*** EXCERPTED RECORDS ***

PR #3615, opened 2026-07-28
Allow hiding versions from unauthenticated users

### LINKED ISSUE #2509: Allow hiding versions from unauthenticated users
Currently, unauthenticated endpoints in openbao such as /sys/seal-status leak the version of OpenBao used. It'd be nice for security reasons to allow masking this for unauthenticated requests. 

An argument can be made that this is ultimately security by obscurity, and while true, gathering information such as versions used can be incredibly helpful when attacking a system.

**Alternatives you've considered**
Allow overriding the version set by goreleaser at runtime using an environment variable to achieve the same type of masking

Allow a configuration parameter that, when set, censors API versions under certain conditions such as unauthenticated requests

**Additional context**
Likely starting points:
- `version/version.go`

phil9909:
## Description

Draft: see https://github.com/openbao/openbao/issues/2509#issuecomment-5103692020

## Rationale

Resolves: #2509

## Acknowledgements

       also allowed.

### DIFF
--- a/internal/vault/logical_system.go
+++ b/internal/vault/logical_system.go
@@ -38,6 +38,7 @@ import (
 	"github.com/openbao/openbao/sdk/v2/helper/pluginutil"
 	"github.com/openbao/openbao/sdk/v2/helper/wrapping"
 	"github.com/openbao/openbao/sdk/v2/logical"
+	"github.com/openbao/openbao/v2/internal/helper/configutil"
 	"github.com/openbao/openbao/v2/internal/helper/hostutil"
 	"github.com/openbao/openbao/v2/internal/helper/identity"
 	"github.com/openbao/openbao/v2/internal/helper/logging"
@@ -4293,8 +4294,16 @@ func (b *SystemBackend) pathInternalOpenAPI(ctx context.Context, req *logical.Re
 		return nil, err
 	}
 
+	v := version.Version
+	if req.ClientToken == "" {
+		listener := configutil.GetListenerConfigToContext(ctx)
+		if listener != nil && listener.DisableUnauthedMetadata {
+			v = "(version redacted)"
+		}
+	}
+
 	// Set up target document
-	doc := framework.NewOASDocument(version.Version)
+	doc := framework.NewOASDocument(v)
 
 	// Generic mount paths will primarily be used for code generation purposes.
 	// This will result in parameterized mount paths being returned instead of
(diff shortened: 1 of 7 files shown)


internal/vault/logical_system.go
```diff
@@ -4293,8 +4294,16 @@ func (b *SystemBackend) pathInternalOpenAPI(ctx context.Context, req *logical.Re
...
+	if req.ClientToken == "" {
+		listener := configutil.GetListenerConfigToContext(ctx)
+		if listener != nil && listener.DisableUnauthedMetadata {
+			v = "(version redacted)"
+		}
+	}
+
 	// Set up target document
-	doc := framework.NewOASDocument(version.Version)
+	doc := framework.NewOASDocument(v)
```
timb-controlplane, line 4306: This is OpenAPI, right?

I can imagine this breaking clients, eg clients that want to ask OpenBao questions whilst they negotiate an authn method. If so, is there a better way to mitigate that risk?

phil9909: > This is OpenAPI, right?

Yes, this is the part that generates the OpenAPI spec.

> I can imagine this breaking clients, eg clients that want to ask OpenBao questions whilst they negotiate an authn method.

I'd be surprised, if this breaks any clients that dynamically change their behavior based on the version reported by our OpenAPI spec. What I expect is some scripts might break which check a successful rollout, something like:

```bash
helm upgrade ...

while [[ $(bao read --field=version sys/health) != $NEW_VERSION ]] ; do
    sleep 1
done
```

But lets assume it does break some clients: this is opt-in per listener behavior. If it breaks you: don't enable it. Or, if you absolutely want to hide the version, then you will have to change your clients (or maybe you can switch the problematic clients to a VPN-only or mTLS listener and enable version hiding only on the public one).

> If so, is there a better way to mitigate that risk?

I don't think there is any other solution, either the version is public or it isn't.

timb-controlplane: Client might assume that the version should be a SemVer. Perhaps the mitigation is to document the consequence. An admin who still opts in has a strange version string in their OpenAPI, but at least we'd've warned them.

phil9909: > Client might assume that the version should be a SemVer.

Now I get it :laughing:. I on purpose did not redact it with a hard-coded SemVer. Sure we could - if version hiding is enabled - simply return something like `2.0.0-version-redacted`, which would be a valid SemVer. But if someone actually does parse the version to use if for some form of "negotiation" it would be better to fail with an "invalid semver" error than to continue with wrong assumptions, right?

> Perhaps the mitigation is to document the consequence. An admin who still opts in has a strange version string in their OpenAPI, but at least we'd've warned them.

Sure, this needs some documentation. But lets agree on the details first, otherwise I will have to write the documentation multiple times :D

*** End of EXCERPTED RECORDS ***

TASK GOAL
The answer is every entry, copied word for word.

TASK OUTPUT
PR #3615, opened 2026-07-28
Allow hiding versions from unauthenticated users

### LINKED ISSUE #2509: Allow hiding versions from unauthenticated users
Currently, unauthenticated endpoints in openbao such as /sys/seal-status leak the version of OpenBao used. It'd be nice for security reasons to allow masking this for unauthenticated requests. 

An argument can be made that this is ultimately security by obscurity, and while true, gathering information such as versions used can be incredibly helpful when attacking a system.

**Alternatives you've considered**
Allow overriding the version set by goreleaser at runtime using an environment variable to achieve the same type of masking

Allow a configuration parameter that, when set, censors API versions under certain conditions such as unauthenticated requests

**Additional context**
Likely starting points:
- `version/version.go`

phil9909:
## Description

Draft: see https://github.com/openbao/openbao/issues/2509#issuecomment-5103692020

## Rationale

Resolves: #2509

## Acknowledgements

       also allowed.

### DIFF
--- a/internal/vault/logical_system.go
+++ b/internal/vault/logical_system.go
@@ -38,6 +38,7 @@ import (
 	"github.com/openbao/openbao/sdk/v2/helper/pluginutil"
 	"github.com/openbao/openbao/sdk/v2/helper/wrapping"
 	"github.com/openbao/openbao/sdk/v2/logical"
+	"github.com/openbao/openbao/v2/internal/helper/configutil"
 	"github.com/openbao/openbao/v2/internal/helper/hostutil"
 	"github.com/openbao/openbao/v2/internal/helper/identity"
 	"github.com/openbao/openbao/v2/internal/helper/logging"
@@ -4293,8 +4294,16 @@ func (b *SystemBackend) pathInternalOpenAPI(ctx context.Context, req *logical.Re
 		return nil, err
 	}
 
+	v := version.Version
+	if req.ClientToken == "" {
+		listener := configutil.GetListenerConfigToContext(ctx)
+		if listener != nil && listener.DisableUnauthedMetadata {
+			v = "(version redacted)"
+		}
+	}
+
 	// Set up target document
-	doc := framework.NewOASDocument(version.Version)
+	doc := framework.NewOASDocument(v)
 
 	// Generic mount paths will primarily be used for code generation purposes.
 	// This will result in parameterized mount paths being returned instead of
(diff shortened: 1 of 7 files shown)


internal/vault/logical_system.go
```diff
@@ -4293,8 +4294,16 @@ func (b *SystemBackend) pathInternalOpenAPI(ctx context.Context, req *logical.Re
...
+	if req.ClientToken == "" {
+		listener := configutil.GetListenerConfigToContext(ctx)
+		if listener != nil && listener.DisableUnauthedMetadata {
+			v = "(version redacted)"
+		}
+	}
+
 	// Set up target document
-	doc := framework.NewOASDocument(version.Version)
+	doc := framework.NewOASDocument(v)
```
timb-controlplane, line 4306: This is OpenAPI, right?

I can imagine this breaking clients, eg clients that want to ask OpenBao questions whilst they negotiate an authn method. If so, is there a better way to mitigate that risk?

phil9909: > This is OpenAPI, right?

Yes, this is the part that generates the OpenAPI spec.

> I can imagine this breaking clients, eg clients that want to ask OpenBao questions whilst they negotiate an authn method.

I'd be surprised, if this breaks any clients that dynamically change their behavior based on the version reported by our OpenAPI spec. What I expect is some scripts might break which check a successful rollout, something like:

```bash
helm upgrade ...

while [[ $(bao read --field=version sys/health) != $NEW_VERSION ]] ; do
    sleep 1
done
```

But lets assume it does break some clients: this is opt-in per listener behavior. If it breaks you: don't enable it. Or, if you absolutely want to hide the version, then you will have to change your clients (or maybe you can switch the problematic clients to a VPN-only or mTLS listener and enable version hiding only on the public one).

> If so, is there a better way to mitigate that risk?

I don't think there is any other solution, either the version is public or it isn't.

timb-controlplane: Client might assume that the version should be a SemVer. Perhaps the mitigation is to document the consequence. An admin who still opts in has a strange version string in their OpenAPI, but at least we'd've warned them.

phil9909: > Client might assume that the version should be a SemVer.

Now I get it :laughing:. I on purpose did not redact it with a hard-coded SemVer. Sure we could - if version hiding is enabled - simply return something like `2.0.0-version-redacted`, which would be a valid SemVer. But if someone actually does parse the version to use if for some form of "negotiation" it would be better to fail with an "invalid semver" error than to continue with wrong assumptions, right?

> Perhaps the mitigation is to document the consequence. An admin who still opts in has a strange version string in their OpenAPI, but at least we'd've warned them.

Sure, this needs some documentation. But lets agree on the details first, otherwise I will have to write the documentation multiple times :D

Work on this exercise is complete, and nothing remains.